• Your goal:
Could you set down exactly the lines of the data below, starting at the one that holds "The ability of" and ending at the one that holds "I am pretty", both included, and only those?

━━━

PR #183, opened 2021-01-26
Allow exporters to listen for changes of observed objects via ConnectionContext

moritzschuell:
# Allow exporters to listen for changes of observed objects via `ConnectionContext`

`Handler`s have the `collectObservedObjects()` function, however exporters work with the `ConnectionContext`. Exporters do not have direct access to the handler of the context, and as a consequence cannot listen to changes of observed objects in the handler.

## :bulb: Proposed solution
This PR adds a small protocol `ObservedListener` and modifies the `ConnectionContext` protocol, such that exporters can register a listener to a context to get informed about changes in the context's handler.

### Problem that is solved
The ability of exporters to listen for changes in observed objects is needed for the implementation of the service-side communicational pattern.

### Implications
No implications for exporters.
Only adds the option for exporters to register a listener at a `ConnectionContext`.

### Testing
Tests are included that test the registration of an `ObservedListener` at a `ConnectionContext`, as well as whether the `onObservedDidChange` callback gets called properly. 

### Reviewer Nudging
First take a look at the new `ObservedListener` protocol and the changes to `ConnectionContext`. Then, the test case should explain how the listener can be used by an exporter. That's it 🤓


theMomax:
I am pretty sure this won't work as implemented right now...

Currently all the `Wrapper`s are initialized with their parents (the property wrappers `@Published` and `@ObservedObject`). Thus all these wrappers are shared across all copies of the property wrappers and will overwrite each other's `valueDidChange` callbacks. Same applies for the `changed` property. I suggest we take a look at it together.

theMomax:
I think this is ready for review now. Even though the gRPC exporter does not incorporate the new API yet, the API is complete and functional. The WebSocket exporter was adapted to work with `ObservedObject`, so there is a working PoC. There is also a simple end-to-end test for the WebSocket exporter demonstrating that `ObservedObject`s indeed emit events that result in messages to the client.

Sources/Apodini/Properties/Published.swift
```diff
@@ -1,40 +1,42 @@
 /// Property wrapper that can be used to annotate properties inside of `ObservableObject`s.
 /// The `ObservableObject` will notify its subscribers if a `Published` property changes.
 @propertyWrapper
-public struct Published<Element>: Property {
-    private var wrapper: Wrapper<Element>
-    private var wrappedValueDidChange: Wrapper<(() -> Void)?>
+public class Published<Element>: Property {
```
awoc: Doesn't changing this property wrapper to a class violate the condition that all objects conforming to `Property` have to be a struct? However, I agree that it makes sense to declare it as a class.

Sources/Apodini/Properties/ObservedObject.swift
```diff
@@ -7,17 +7,16 @@ import Foundation
...
     public var wrappedValue: Element {
         get {
             if let element = element {
                 return element
             }
-            if let objectIdentifer = objectIdentifer,
+            if let objectIdentifer = objectIdentifier,
                let element = EnvironmentValues.shared.values[objectIdentifer] as? Element {
                 return element
             }
```
awoc, line 22: Does the bug with the missing `ObjectIdentifier` in in the environment still occur or is there an update?

Sources/Jobs/Schedule.swift
```diff
@@ -17,6 +17,10 @@ public class Schedule<K: KeyChain, T: Job>: Configuration {
     ///     - on: Crontab as a String.
     ///     - keyPath: Associates a `Job` for later retrieval.
     public init(_ job: T, on cronTrigger: String, _ keyPath: KeyPath<K, T>) {
+        // Activate any `ObservedObject`s on the job.
+        var job = job
+        activate(&job)
```
awoc, line 22: I think it is better to remove these lines an keep only one activation step in the `Scheduler`. 

I'm not really sure why I already add the job to the `Environment` in the initializer. I will fix this in #180

Sources/Jobs/Schedule.swift
```diff
@@ -33,6 +37,10 @@ public class Schedule<K: KeyChain, T: Job>: Configuration {
     ///     - runs: Number of times a `Job` should run.
     ///     - keyPath: Associates a `Job` for later retrieval.
     public init(_ job: T, on cronTrigger: String, runs: Int, _ keyPath: KeyPath<K, T>) {
+        // Activate any `ObservedObject`s on the job.
+        var job = job
+        activate(&job)
```
awoc, line 42: Same here

Sources/Jobs/Scheduler.swift
```diff
@@ -108,11 +113,11 @@ private extension Scheduler {
...
     func subscribe(job: Job, to observedObject: AnyObservedObject) {
-        observedObject.valueDidChange = {
-            observedObject.setChanged(to: true)
+        self.observations.append(observedObject.register {
+            observedObject.changed = true
             job.run()
-            observedObject.setChanged(to: false)
-        }
+            observedObject.changed = false
+        })
```
awoc, line 120: I don't think that it is necessary to store all observations in the `Scheduler`

awoc (commented):
I like the changes to `@ObservedObject` and `@Published` and think that they're really helpful. I just left some smaller comments

Sources/Apodini/Properties/Published.swift
theMomax: You're right, `Published` shouldn't even be a `Property` as it isn't handled using the functionality of `Traversable.swift`.

Sources/Apodini/Properties/ObservedObject.swift
theMomax: It is gone. We actually forgot to add the according element to the environment🙈. It seemed so buggy because it was added asynchronously afterwards and thus was present at the time one would start debugging.

Sources/Jobs/Schedule.swift
theMomax: Don't think so...if I remove it, tests fail.

Sources/Jobs/Scheduler.swift
theMomax: Yes, it is necessary. Otherwise the `Observation` isn't kept in memory and the registered callback is lost. You can observe this by running the tests and placing a breakpoint on `job.run()`. It won't be executed when the `observations.append` was removed. For some reason your tests still pass if removing, so the tests aren't strict enough.

Sources/Apodini/Properties/Published.swift
theMomax: fixed with 4ef4e85

Sources/Jobs/Schedule.swift
theMomax: same here😉

Sources/Jobs/Scheduler.swift
theMomax: I modified on job-test so it actually checks if the job is run in 8631127.

Sources/Jobs/Schedule.swift
awoc: I will handle this on my branch 😄

awoc (approved):

theMomax:
I agreed with @moritzschuell it would be best to move the gRPC integration to another PR as it is not that small of a task. Thus I am merging now.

━━━

• Solution to the exercise:
The ability of exporters to listen for changes in observed objects is needed for the implementation of the service-side communicational pattern.

### Implications
No implications for exporters.
Only adds the option for exporters to register a listener at a `ConnectionContext`.

### Testing
Tests are included that test the registration of an `ObservedListener` at a `ConnectionContext`, as well as whether the `onObservedDidChange` callback gets called properly. 

### Reviewer Nudging
First take a look at the new `ObservedListener` protocol and the changes to `ConnectionContext`. Then, the test case should explain how the listener can be used by an exporter. That's it 🤓


theMomax:
I am pretty sure this won't work as implemented right now...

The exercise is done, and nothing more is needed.